Exercise objective. The full set of entries below needs to be written out exactly.

*** Given records

PR #33, opened 2015-11-12
Us 70 buy development card

ypetrenko:


src/main/java/catan/controllers/PlayController.java
```diff
@@ -86,6 +87,16 @@ public void throwDice(@RequestParam(value = "token", required = false) String to
         playService.processAction(GameUserActionCode.THROW_DICE, user, gameId);
     }
 
+    @RequestMapping(value = "buy/card",
+            method = RequestMethod.POST,
+            produces = MediaType.APPLICATION_JSON_VALUE)
+    public Map<String, String> buyCard(@RequestParam(value = "token", required = false) String token,
```
andrii-r: I don't like that controller returns Map instead of DTO, we should create separate Java class for each controller's response

src/main/java/catan/domain/model/game/AvailableDevelopmentCards.java
```diff
@@ -0,0 +1,122 @@
...
+
+    public int getYearOfPlenty() {
+        return yearOfPlenty;
+    }
+
+    public void setYearOfPlenty(int yearOfPlenty) {
+        this.yearOfPlenty = yearOfPlenty;
+    }
+
+    public Integer takeAvailableDevCardQuantity(DevelopmentCard developmentCard) {
```
andrii-r: I don't like this name:
1. it contains 'take'
2. it is too long
3. it contains name of class, that is redundand here

src/main/java/catan/domain/model/game/AvailableDevelopmentCards.java
```diff
@@ -0,0 +1,122 @@
...
+            case MONOPOLY:
+                return getMonopoly();
+            case YEAR_OF_PLENTY:
+                return getYearOfPlenty();
+            default:
+                return null;
+        }
+    }
+
+    public void decreaseAvailableDevCardQuantityByOne(DevelopmentCard developmentCard) {
```
andrii-r: I don't like this name. 
Btw, this is good example where word 'take' would match to explain what happens, for example: takeOneCardFromPlayer() - decreases his dev cards

But it was just an explanation, why I don't like 'take' in other methods, it doesn't mean that we should name this particular method in such way

src/main/java/catan/domain/model/game/UsersDevelopmentCards.java
```diff
@@ -0,0 +1,131 @@
...
+import catan.domain.model.game.types.DevelopmentCard;
+import org.apache.commons.lang.builder.ToStringBuilder;
+
+import javax.persistence.Column;
+import javax.persistence.Embeddable;
+
+import static org.apache.commons.lang.builder.ToStringStyle.SHORT_PREFIX_STYLE;
+
+@Embeddable
+public class UsersDevelopmentCards {
```
andrii-r: We can use the same class as for available development cards, we don't need 2 identical classes

src/main/java/catan/domain/model/game/UsersDevelopmentCards.java
```diff
@@ -0,0 +1,131 @@
...
+
+    public int getYearOfPlenty() {
+        return yearOfPlenty;
+    }
+
+    public void setYearOfPlenty(int yearOfPlenty) {
+        this.yearOfPlenty = yearOfPlenty;
+    }
+
+    public Integer takeUsersDevCardQuantity(DevelopmentCard developmentCard) {
```
andrii-r: take :(

src/main/java/catan/services/impl/PlayServiceImpl.java
```diff
@@ -125,12 +138,12 @@ private void endTurn(GameBean game) throws GameException {
             Integer newPreparationCycle = game.getPreparationCycle();
             boolean preparationFinished = newPreparationCycle == null && !game.getCurrentMove().equals(1);
             shouldUpdateNextMove = (preparationFinished || previousPreparationCycle.equals(newPreparationCycle));
+        } else {
+            game.setDiceThrown(false);
```
andrii-r: have we change it in scope of this story?

src/main/java/catan/domain/model/game/UsersDevelopmentCards.java
```diff
@@ -0,0 +1,131 @@
...
+            case MONOPOLY:
+                return getMonopoly();
+            case YEAR_OF_PLENTY:
+                return getYearOfPlenty();
+            default:
+                return null;
+        }
+    }
+
+    public void decreaseUsersDevCardQuantityByOne(DevelopmentCard developmentCard) {
```
andrii-r: do we need this method?

src/main/java/catan/services/impl/PlayServiceImpl.java
```diff
@@ -138,6 +151,43 @@ private void throwDice(GameBean game) {
         game.setDiceThrown(true);
     }
 
+    private void buyCard(UserBean user, GameBean game, Map<String, String> returnedParams) throws PlayException, GameException {
```
andrii-r: You do many actions here, that are not common for this service, I think we need something like CardUtil

src/main/java/catan/services/impl/PlayServiceImpl.java
```diff
@@ -138,6 +151,43 @@ private void throwDice(GameBean game) {
...
+    private void validateThereAreAvailableCards(int availableDevelopmentCardsQuantity) throws PlayException {
+        if (availableDevelopmentCardsQuantity == 0) {
+            log.debug("No available cards");
+            throw new PlayException(CARDS_ARE_OVER_ERROR);
+        }
+    }
+
+    private void populateAvailableDevCardsList(List<DevelopmentCard> availableDevelopmentCardsList, AvailableDevelopmentCards availableDevelopmentCards) {
+        for (DevelopmentCard developmentCard : DevelopmentCard.values()) {
+            for (int i = availableDevelopmentCards.takeAvailableDevCardQuantity(developmentCard); i > 0; i--) {
```
andrii-r: why do you have inverted iteration description here?

src/main/java/catan/services/impl/PlayServiceImpl.java
```diff
@@ -36,21 +41,24 @@
     private Logger log = LoggerFactory.getLogger(PlayService.class);
 
     public static final String ERROR_CODE_ERROR = "ERROR";
+    public static final String CARDS_ARE_OVER_ERROR = "CARDS_ARE_OVER";
```
andrii-r: was this name agreed? It seems very very very strange

src/main/java/catan/services/impl/PlayServiceImpl.java
```diff
@@ -138,6 +151,43 @@ private void throwDice(GameBean game) {
...
+        usersDevelopmentCards.increaseUsersDevCardQuantityByOne(obtainedDevelopmentCard);
+        availableDevelopmentCards.decreaseAvailableDevCardQuantityByOne(obtainedDevelopmentCard);
+
+        returnedParams.put("card", obtainedDevelopmentCard.name());
+    }
+
+    private DevelopmentCard pullDevelopmentCard(AvailableDevelopmentCards availableDevelopmentCards) throws PlayException {
+        List<DevelopmentCard> availableDevelopmentCardsList = new ArrayList<DevelopmentCard>();
+
+        populateAvailableDevCardsList(availableDevelopmentCardsList, availableDevelopmentCards);
```
andrii-r: it is better to return list in method rather than change existig one

src/main/java/catan/services/impl/PlayServiceImpl.java
```diff
@@ -138,6 +151,43 @@ private void throwDice(GameBean game) {
         game.setDiceThrown(true);
     }
 
+    private void buyCard(UserBean user, GameBean game, Map<String, String> returnedParams) throws PlayException, GameException {
+        AvailableDevelopmentCards availableDevelopmentCards = game.getAvailableDevelopmentCards();
+
+        DevelopmentCard obtainedDevelopmentCard = pullDevelopmentCard(availableDevelopmentCards);
```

******

Response for this exercise.
PR #33, opened 2015-11-12
Us 70 buy development card

ypetrenko:


src/main/java/catan/controllers/PlayController.java
```diff
@@ -86,6 +87,16 @@ public void throwDice(@RequestParam(value = "token", required = false) String to
         playService.processAction(GameUserActionCode.THROW_DICE, user, gameId);
     }
 
+    @RequestMapping(value = "buy/card",
+            method = RequestMethod.POST,
+            produces = MediaType.APPLICATION_JSON_VALUE)
+    public Map<String, String> buyCard(@RequestParam(value = "token", required = false) String token,
```
andrii-r: I don't like that controller returns Map instead of DTO, we should create separate Java class for each controller's response

src/main/java/catan/domain/model/game/AvailableDevelopmentCards.java
```diff
@@ -0,0 +1,122 @@
...
+
+    public int getYearOfPlenty() {
+        return yearOfPlenty;
+    }
+
+    public void setYearOfPlenty(int yearOfPlenty) {
+        this.yearOfPlenty = yearOfPlenty;
+    }
+
+    public Integer takeAvailableDevCardQuantity(DevelopmentCard developmentCard) {
```
andrii-r: I don't like this name:
1. it contains 'take'
2. it is too long
3. it contains name of class, that is redundand here

src/main/java/catan/domain/model/game/AvailableDevelopmentCards.java
```diff
@@ -0,0 +1,122 @@
...
+            case MONOPOLY:
+                return getMonopoly();
+            case YEAR_OF_PLENTY:
+                return getYearOfPlenty();
+            default:
+                return null;
+        }
+    }
+
+    public void decreaseAvailableDevCardQuantityByOne(DevelopmentCard developmentCard) {
```
andrii-r: I don't like this name. 
Btw, this is good example where word 'take' would match to explain what happens, for example: takeOneCardFromPlayer() - decreases his dev cards

But it was just an explanation, why I don't like 'take' in other methods, it doesn't mean that we should name this particular method in such way

src/main/java/catan/domain/model/game/UsersDevelopmentCards.java
```diff
@@ -0,0 +1,131 @@
...
+import catan.domain.model.game.types.DevelopmentCard;
+import org.apache.commons.lang.builder.ToStringBuilder;
+
+import javax.persistence.Column;
+import javax.persistence.Embeddable;
+
+import static org.apache.commons.lang.builder.ToStringStyle.SHORT_PREFIX_STYLE;
+
+@Embeddable
+public class UsersDevelopmentCards {
```
andrii-r: We can use the same class as for available development cards, we don't need 2 identical classes

src/main/java/catan/domain/model/game/UsersDevelopmentCards.java
```diff
@@ -0,0 +1,131 @@
...
+
+    public int getYearOfPlenty() {
+        return yearOfPlenty;
+    }
+
+    public void setYearOfPlenty(int yearOfPlenty) {
+        this.yearOfPlenty = yearOfPlenty;
+    }
+
+    public Integer takeUsersDevCardQuantity(DevelopmentCard developmentCard) {
```
andrii-r: take :(

src/main/java/catan/services/impl/PlayServiceImpl.java
```diff
@@ -125,12 +138,12 @@ private void endTurn(GameBean game) throws GameException {
             Integer newPreparationCycle = game.getPreparationCycle();
             boolean preparationFinished = newPreparationCycle == null && !game.getCurrentMove().equals(1);
             shouldUpdateNextMove = (preparationFinished || previousPreparationCycle.equals(newPreparationCycle));
+        } else {
+            game.setDiceThrown(false);
```
andrii-r: have we change it in scope of this story?

src/main/java/catan/domain/model/game/UsersDevelopmentCards.java
```diff
@@ -0,0 +1,131 @@
...
+            case MONOPOLY:
+                return getMonopoly();
+            case YEAR_OF_PLENTY:
+                return getYearOfPlenty();
+            default:
+                return null;
+        }
+    }
+
+    public void decreaseUsersDevCardQuantityByOne(DevelopmentCard developmentCard) {
```
andrii-r: do we need this method?

src/main/java/catan/services/impl/PlayServiceImpl.java
```diff
@@ -138,6 +151,43 @@ private void throwDice(GameBean game) {
         game.setDiceThrown(true);
     }
 
+    private void buyCard(UserBean user, GameBean game, Map<String, String> returnedParams) throws PlayException, GameException {
```
andrii-r: You do many actions here, that are not common for this service, I think we need something like CardUtil

src/main/java/catan/services/impl/PlayServiceImpl.java
```diff
@@ -138,6 +151,43 @@ private void throwDice(GameBean game) {
...
+    private void validateThereAreAvailableCards(int availableDevelopmentCardsQuantity) throws PlayException {
+        if (availableDevelopmentCardsQuantity == 0) {
+            log.debug("No available cards");
+            throw new PlayException(CARDS_ARE_OVER_ERROR);
+        }
+    }
+
+    private void populateAvailableDevCardsList(List<DevelopmentCard> availableDevelopmentCardsList, AvailableDevelopmentCards availableDevelopmentCards) {
+        for (DevelopmentCard developmentCard : DevelopmentCard.values()) {
+            for (int i = availableDevelopmentCards.takeAvailableDevCardQuantity(developmentCard); i > 0; i--) {
```
andrii-r: why do you have inverted iteration description here?

src/main/java/catan/services/impl/PlayServiceImpl.java
```diff
@@ -36,21 +41,24 @@
     private Logger log = LoggerFactory.getLogger(PlayService.class);
 
     public static final String ERROR_CODE_ERROR = "ERROR";
+    public static final String CARDS_ARE_OVER_ERROR = "CARDS_ARE_OVER";
```
andrii-r: was this name agreed? It seems very very very strange

src/main/java/catan/services/impl/PlayServiceImpl.java
```diff
@@ -138,6 +151,43 @@ private void throwDice(GameBean game) {
...
+        usersDevelopmentCards.increaseUsersDevCardQuantityByOne(obtainedDevelopmentCard);
+        availableDevelopmentCards.decreaseAvailableDevCardQuantityByOne(obtainedDevelopmentCard);
+
+        returnedParams.put("card", obtainedDevelopmentCard.name());
+    }
+
+    private DevelopmentCard pullDevelopmentCard(AvailableDevelopmentCards availableDevelopmentCards) throws PlayException {
+        List<DevelopmentCard> availableDevelopmentCardsList = new ArrayList<DevelopmentCard>();
+
+        populateAvailableDevCardsList(availableDevelopmentCardsList, availableDevelopmentCards);
```
andrii-r: it is better to return list in method rather than change existig one

src/main/java/catan/services/impl/PlayServiceImpl.java
```diff
@@ -138,6 +151,43 @@ private void throwDice(GameBean game) {
         game.setDiceThrown(true);
     }
 
+    private void buyCard(UserBean user, GameBean game, Map<String, String> returnedParams) throws PlayException, GameException {
+        AvailableDevelopmentCards availableDevelopmentCards = game.getAvailableDevelopmentCards();
+
+        DevelopmentCard obtainedDevelopmentCard = pullDevelopmentCard(availableDevelopmentCards);
```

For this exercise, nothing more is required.